Muchos años fue el lugar de reunión, en distintas casas y con distintas personas.
Recuerdo una cocina pequeña, en la que casi había que cederse el paso. Comunicaba con un balcón desde el que se veía un acueducto romano. Impresionante.
Las cigüeñas con su crotorar incansable se ponían a la altura dando la sensación de que majaban el pan para el gazpacho, en un singular mortero de madera.
El olor a tomate frito, inconfundible en las tardes veraniegas es un recuerdo persistente y bello en mi memoria.
Después, en otro lugar, la cocina se amplió exageradamente, el suelo de baldosas rojas y blancas con dibujo surrealista sirvió para danzar y encontrarnos en los desayunos. La mesa de color marfil apoyada contra una pared lateral se llenó de frutas y chacinas, de pan y de legumbres. El olor a tomate persistió y aderezó el aroma de los jazmines, péndulos sobre la tubería del agua.

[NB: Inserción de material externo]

PR #11470, opened 2023-02-01
feat(dotnet): add `dwt` alias

stoyandimov:
## Standards checklist:

## Changes:

* Adds `dotnet watch test` alias (dwt).

## Other comments:

`dotnet watch test` to test projects is what `dotnet watch run` is to applications that need to be watched.
Since `dwr` is available, I believe that `dwt` would be a great addition for test-driven development.


carlosala:
Thanks for your contribution!

Issue #11388, opened 2022-12-14
plugins/git: Safer `git push --force`


larvanitis:
### If the feature request is for a plugin or theme, specify it here.

Git plugin

### If the feature solves a problem you have, specify it here.

The `git push --force-with-lease` command can become safer by adding the new (May 2022) `--force-if-includes` flag.

### Describe the proposed feature.

Change `alias gpf='git push --force-with-lease'` to `alias gpf='git push --force-with-lease --force-if-includes'` in
https://github.com/ohmyzsh/ohmyzsh/blob/master/plugins/git/git.plugin.zsh#L238

### Additional context

https://stackoverflow.com/questions/65837109/when-should-i-use-git-push-force-if-includes

mcornella:
This improves the case when a separate system automatically fetches all commits in a repository (as VS Code does on the background for example).

We are already getting the `git --version` in the plugin and checking it for flags, see https://github.com/ohmyzsh/ohmyzsh/blob/0e5f27481d9c4400b0d069ed884238e1d08e215c/plugins/git/git.plugin.zsh#L140-L142

It shouldn't be that difficult to do the same for git 2.30 and the `gpf` alias! Good first PR if you come across this one!

akorkos:
Hello, could I work on this issue?

mcornella:
Sure, go ahead!

UnnitMetaliya:
@mcornella 

I created a PR for this. Please review: https://github.com/ohmyzsh/ohmyzsh/pull/11481

PR #11481, opened 2023-02-05
feat(git)!: add `force-if-includes` flag

UnnitMetaliya:
## Standards checklist:

## Changes:

- As per the issue #11388 adds a new safer flag in git plugin `--force-if-includes`

### DIFF
--- a/plugins/git/README.md
+++ b/plugins/git/README.md
@@ -89,7 +89,8 @@ plugins=(... git)
 | ggsup                | git branch --set-upstream-to=origin/$(git_current_branch)                                                                                                                                |
 | ggu                  | git pull --rebase origin $(current_branch)                                                                                                                                               |
 | gpsup                | git push --set-upstream origin $(git_current_branch)                                                                                                                                     |
-| gpsupf                | git push --set-upstream origin $(git_current_branch) --force-with-lease                                                                                                                                     |
+| gpsupf               | git push --set-upstream origin $(git_current_branch) --force-with-lease --force-if-includes (git version >= 2.30)                                                                        |
+| gpsupf               | git push --set-upstream origin $(git_current_branch) --force-with-lease (git version < 2.30)                                                                                             |
 | ghh                  | git help                                                                                                                                                                                 |
 | gignore              | git update-index --assume-unchanged                                                                                                                                                      |
 | gignored             | git ls-files -v \| grep "^[[:lower:]]"                                                                                                                                                   |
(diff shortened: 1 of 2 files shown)


carlosala:
Thanks for your contribution!

plugins/git/README.md
```diff
@@ -120,6 +121,8 @@ plugins=(... git)
 | gp                   | git push                                                                                                                                                                                 |
 | gpd                  | git push --dry-run                                                                                                                                                                       |
 | gpf                  | git push --force-with-lease                                                                                                                                                              |
```
tom-reinders, line 123: Should have replaced this line, not added to

carlosala: Fixed, thanks for the review!

aekt:
@UnnitMetaliya @carlosala thanks for contributions, but seems `--force-if-includes` having a different behaviour than the original `gpf`, can we consider keeping both? Thanks

carlosala:
@aekt yes, we decided on purpose to make the check stricter, it's flagged as a breaking change. What are you missing from previous behaviour?

aekt:
Thanks for quick reply @carlosala, probably because I don't a lot of branches locally...

I'm agree with the purpose, but do you think we can introduce a new one that is less strict? Say `gpfl` or `gpfrc`?

carlosala:
let's go for `gpfl`!

mcornella:
Can you describe the behavior it has on your case and why it's necessary to keep the old one?

aekt:
As a minimal example, I have a commit graph like this:

```
* e97c34b (HEAD -> main) Update amend
| * f229734 (origin/main-tmp) Update
|/  
* 7aaf892 (origin/main, origin/HEAD) Initial commit
```

Then when I `gpf origin main:main-tmp` or `gpf origin HEAD:main-tmp` (this is what I mostly do), it warns me as expected:

```
To github.com:aekt/gpf.git
 ! [rejected]        main -> main-tmp (remote ref updated since checkout)
error: failed to push some refs to 'github.com:aekt/gpf.git'
hint: Updates were rejected because the tip of the remote-tracking
hint: branch has been updated since the last checkout. You may want
hint: to integrate those changes locally (e.g., 'git pull ...')
hint: before forcing an update.
```

rwmitchell:
Everyone is certainly capable of creating their own aliases to make commands they use often, easier.

Is this a common workflow shared by most people?

mcornella:
That will be solved by `--force` which bypasses all checks and will do whatever you ask it. This is already in the alias `gpf!`.

rwmitchell:
How does adding an exclamation actually help?  If I mistype and accidentally hit ```gcn[TAB]``` the exclamation gets automatically added and if the tab is assumed to have done the right thing because it completely expanded something, it gets done.

Is there a way to block an exclamation from ever being expanded and required to be appended manually?

PR #11485, opened 2023-02-08
feat(gradle): update completion from upstream

bartekpacia:
## Standards checklist:

## Changes:

- I updates the plugin code from upstream at [gradle/gradle-completion](https://github.com/ohmyzsh/ohmyzsh/blob/master/plugins/gradle/_gradle).

PS What's the recommended practice for keeping `ohymzsh`'s plugin in sync with upstreams?

### DIFF
--- a/plugins/gradle/_gradle
+++ b/plugins/gradle/_gradle
@@ -1,4 +1,3 @@
-#compdef gradle gradlew gw
 #
 # Taken from https://github.com/gradle/gradle-completion
 # Copyright (c) 2017 Eric Wendelin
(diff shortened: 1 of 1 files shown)


carlosala:
We do not have any particular practice for keeping updated with upstream. Normally there's a PR from a contributor. We prefer this way than automatically to prevent replicating bugs in omz. That happened already, for example, with Docker completion, that was adding a `*` to each command, what we fixed here.

bartekpacia:
Makes sense :)

Thank you for your work as `ohmyzsh` maintainer!

carlosala:
@bartekpacia thanks, it's really appreciated 😊

PR #11487, opened 2023-02-11
Remove aliases for non-standard commands

rwmitchell:
These aliases were for non-standard (installed by default) unix/linux commands and should not be included here.   They should be put into their appropriate plugin to be optionally added by users using those commands.

## Standards checklist:

## Changes:

- [...]

## Other comments:

...

### DIFF
--- a/lib/correction.zsh
+++ b/lib/correction.zsh
@@ -1,13 +1,8 @@
 if [[ "$ENABLE_CORRECTION" == "true" ]]; then
   alias cp='nocorrect cp'
-  alias ebuild='nocorrect ebuild'
-  alias gist='nocorrect gist'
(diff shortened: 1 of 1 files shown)


carlosala:
In this case it would be better to check if that command exists in path and then set the alias. Removing the alias now would be unnecessary, what do you think about?

rwmitchell:
Aliases should not be created in lib for utilities that are not routinely included in a default OS install.  If everything is open game, even if it is preceded by a test to see if the app is installed, where does it end?
Each test takes a bit of time, not universally necessary.  OMZ already supports plugins that allows people to optionally enable settings they want, why not use it?

carlosala:
Thanks for your contribution!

En otro lugar alejado en el espacio y el tiempo surgió una cocina caótica. De ella salía el vapor y el olor al por mayor. Sin ser cocina de bar funcionaba como tal. Menudo con garbanzos. Manitas en salsa. Carne a la taurina. Chipirones a la riojana. Paella y para todos.

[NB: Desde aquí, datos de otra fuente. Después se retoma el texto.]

PR #11495, opened 2023-02-14
fix(af-magic): fix python venv checking logic

shelfofclub:
In some cases, such as command decorations in vscode's integrated terminal, PS1 doesn't start with `(` when venv is displayed. Therefore, it should check whether `($python_env)` exits in PS1 somewhere.

## Standards checklist:

## Changes:

- In some cases, such as command decorations in vscode's integrated terminal, PS1 doesn't start with `(` when venv is displayed. Therefore, it should check whether `($python_env)` exits in PS1 somewhere. `\(*`->`*\(${python_env}\)*`


carlosala:
Thanks for your contribution!

PR #11502, opened 2023-02-17
fix(gcloud): add location of latest snap install

tonio-ramirez:
Latest snap installs gcloud at /snap/google-cloud-cli, so add that to the list of possible locations.

## Standards checklist:

## Changes:

- Adds `/snap/google-cloud-cli/current` to the list of possible locations for gcloud installation

## Other comments:

...


mcornella:
Thanks for the contribution!

PR #11518, opened 2023-02-23
fix(af-magic): fix number of dashes caused by python_venv checking logic

WaferJay:
## Standards checklist:

## Changes:

- fix number of dashes in af-magic theme. 

## Other comments:

The latest release of `af-magic` theme seems to have a problem on my zsh, I found #11495.

https://github.com/ohmyzsh/ohmyzsh/blob/8c50d1fa4a87b159080f8f3c70294669807fc7e2/themes/af-magic.zsh-theme#L9-L17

Aquella mujer de ojos azules y saltones, manejaba el cuchillo largo como un peluquero adiestrado sus tijeras. Las láminas de ajo volaban y las patatas a gallo colapsaban la sartén.
Entre plato y plato, alguna ropa que tender, una conversación y risas cómplices.
Me gusta perderme en el vapor y en los aromas de las personas que me aman y a las que amo. Cocinar para vivir.
No he probado plato menos sabroso que el que cocino para no ser compartido.